A subsequent, similar simulation was completed and again the manger was asked to destroy the results. BP and Halliburton have blamed each other for the malfunction of the cement casings. Last year, BP asked the court to sanction Halliburton for destroying pertinent evidence with regard to the cementing project — leading to the peal deal.

In general, a misdemeanor for destroying evidence can carry a prison sentence of a few months or fine or both. Although the evidence that Halliburton destroyed actually proved that there was no difference in using either 6 or 21 centralizers, it does not remove the firm from culpability. It in fact proves that the malfunction resulted from another, more fundamental issue with construction of the cement. According to the presidential commission that investigated Halliburton, the company knew that the mixture of cement was unstable but continued to use it anyway.

While Halliburton has made a voluntary $55 million donation to the National Fish and Wildlife Foundation, proper action against the company has not been taken. The $200,000 fine the company is going to pay will in no way affect the company's revenue or operations; it is an ineffective punishment.

This is not an isolated problem. The Justice Department has continually made plea deals with large companies who have broken the law and have negatively impacted our environment. For these companies, the hefty fines are not a deterrent for future illegal actions on the part of other companies. Any senior-management official is content with paying large fee instead booking a one-way ticket to prison.
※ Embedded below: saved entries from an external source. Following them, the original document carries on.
PR #1172, opened 2024-10-09
Simplify code slightly in roundmultiple

seanmcleod:


seanmcleod:
@agodemar although fairly trivial changes I'd prefer to wait for @bcoconni to double-check them first, especially since they were made in response to some of his suggestions. And he's very good at spotting issues/better ways to do things as well 😉 

Lastly there is no rush. There is an implementation already in master that users can start making use of, this is really just a bit of tidying up of the code.

bcoconni:
>  I'd prefer to wait for @bcoconni to double-check them first, especially since they were made in response to some of his suggestions. And he's very good at spotting issues/better ways to do things as well 😉

Thanks for the pat on the back 😄 
Looks good to me.

PR #1175, opened 2024-10-25
Make FGInertial::GetGM const

nsunderland1:
I couldn't think of any reason this shouldn't be const, it's a simple getter.


seanmcleod:
Yep, can't see why it shouldn't. I've approved the workflow run to build and test in the meantime.

bcoconni:
PR merged. Thanks @nsunderland1 for spotting this.

PR #332, opened 2026-08-10
Adds OpenGL ES 3.2 & Wayland support

dmanlfc:
- This improves compatibility across Linux platforms
- Allows lower-end Arm devices to use Supermodel
- Avoids using restricted OpenGL drivers and XWayland
- Fix initial rendering, especially when set to Fullscreen.


dmanlfc:
Updated to fall back to OpenGL ES 3.1 also

dukeeeey:
This is nice work but the question for us is do we want to support long term essentially a new rendering backend. I know desktop opengl and es version are pretty close but they aren't identical. Also you've patched imgui itself, which maybe problematic if we want to update these files.

trzy:
I agree — who does an ES backend benefit (other than maybe people trying to make for-profit ports)? 

I’d like to remove my old renderer at some point as I don’t think it’s particularly useful anymore.

dmanlfc:
Most newer Arm platforms don't provide OpenGL desktop drivers only OpenGL ES hence the requirement. Those that do, sometimes have a lower shader version than the one now supported with Supermodel. i.e the RK3576 chipsets.

trzy:
I imagine these platforms aren’t good for gaming in general. What is the use case? Building MAMECabs that are less expensive than PC based ones?

dmanlfc:
> I imagine these platforms aren’t good for gaming in general. What is the use case? Building MAMECabs that are less expensive than PC based ones?

Correct but Supermodel runs well on lower end devices just fine with the right driver implementation and the influx of Arm based handhelds has this requirement. Driver development and focus is in mobility, so OpenGL ES & Vulkan rather than OpenGL Desktop.

jeapostrophe:
FWIW, I have recently had Fable write a Vulkan port of New3D. I haven't tested every game (I just play Spikeout) but it looks perfect to me and the changes a pretty minor. I thought about using GL ES and decided to go with Vulkan for the forward stability of it. I'll update my fork shortly to include it. [Right now, Vulkan is only exposed on the libretro path.]

dmanlfc:
I already have Vulkan in my fork also.

PR #336, opened 2026-09-20
GUI preserves per-game config settings

trzy:
Currently, the GUI loads and writes only the Global (root-level) config settings, which means that any per-game settings are thrown away when the configuration is saved from within the GUI. This PR addresses the issue by passing the *entire* configuration (including per-game settings) to the GUI and making it update only the top-level settings by copying them in.

I have also modified the configuration file header comment. It now includes a timestamp of when the file was last written by Supermodel and where it was written from (saved via GUI, updated via input configuration, or default configuration).

Note: this does *not* add per-game settings to the GUI. It merely ensures the GUI preserves any per-game config settings that have been added by manually editing Supermodel.ini.


dukeeeey:
The per gui stuff shouldn't be that hard to add to the gui. I think how i wanted it to work was simply simply to pass a config which would be written to by the gui. Then essentially do a diff against the global to get a list of only what was changed and store that. Where i started to get tripped up was simply the nodes themselves, they seem to have a linked list then child nodes etc. The more i looked the crazier it got lol.

trzy:
Should we merge this change or forego it? 

Re: how the Node stuff works:

Util::Config::Node is a nested structure, as you know, that maps most naturally onto XML semantics. INI files are basically flat but have sections. So the config *file* has the config tree structured a very particular way:

Top-level is implicitly "global" and contains a list of key, value pairs (that's what a Node is, IIRC). They should have no children. You can write a Supermodel.ini file with just stuff like "WideScreen=true" and no section headers. These are all implicitly under [Global].

But INI files can have sections (e.g., [scudau]). These are nodes that have children (I think the value is just ignored in this case). So when we write an INI file, the top-level global settings get dumped under [Global], and then anything that has child nodes gets interpreted as a section header, and its direct children are written out as settings beneath it.

So the following INI file:

```
WideScreen=true
SoundVolume=50

[scudau]
WideScreen=false
SoundVolume=100
```

Would have a Util::Config::Node tree like so:

```
Global=
  WideScreen=true
  SoundVolume=50
  scudau=
    WideScreen=false
    SoundVolume=100
```

Does that make sense?

So when you have e.g. `Util::Node::Config fileConfig`, that node itself has its key either empty or explicitly set to "Global" (either way, the INI file writer treats it as Global), and then you ignore its value but iterate its children. Those are the settings you are parsing now.

The per-game settings appear as further descendants.

dukeeeey:
Yeah that makes sense, I think the part that actually tripped me up was the linked lists? Not even sure why they are used. Im not at my pc but haven't really looked at the PR but I'm sure it's fine.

You may think billion dollar fines can have substantial consequences for companies, but the truth is they don't at all — I repeat, they don't at all.

Take BP for example. In February of this year, BP agreed to plea guilty to 11 counts of manslaughter for the workers who were killed during the 2010 disaster in the Gulf. Yet not one person went to jail. Instead the company had to pay a $4 billion fine to the U.S. Naturally, one thinks a $4 billion fee would seriously harm BP's business, but $4 billion is equivalent to just under 4 days of revenue for the firm. I fail to see how this result will be effective in changing the operations of the company.

Another, unrelated, settlement highlights the same issues. In May 2013, Walmart finally ended a decade long legal battle, with a payment of $81 million. The company violated the Clean Water Act by illegally disposing of hazardous materials and violated federal law by improperly handling pesticides returned by customer to numerous stores. "By improperly handling hazardous waste, pesticides and other materials in violation of federal laws, Walmart put the public and the environment at risk and gained an unfair economic advantage over other companies," commented Ignacia Moreno, the assistant attorney general for the DOJ's Environment and Natural Resources Division. For the immense damage the company caused, not one person was held accountable for their inaction to implement proper regulations. 

The firm is culpable, but so are the individuals who made the decisions to continue with illegal or unsafe practices. If the Justice Department just continues to just fine large corporations without any grander repercussions, these ill-fated events will continue. In some cases, a simple fine is justifiable, but the actions of the companies such as Halliburton and BP, that caused the biggest oil spill in U.S. history, require greater legal ramifications. Our system needs to deter future inaction and negligence.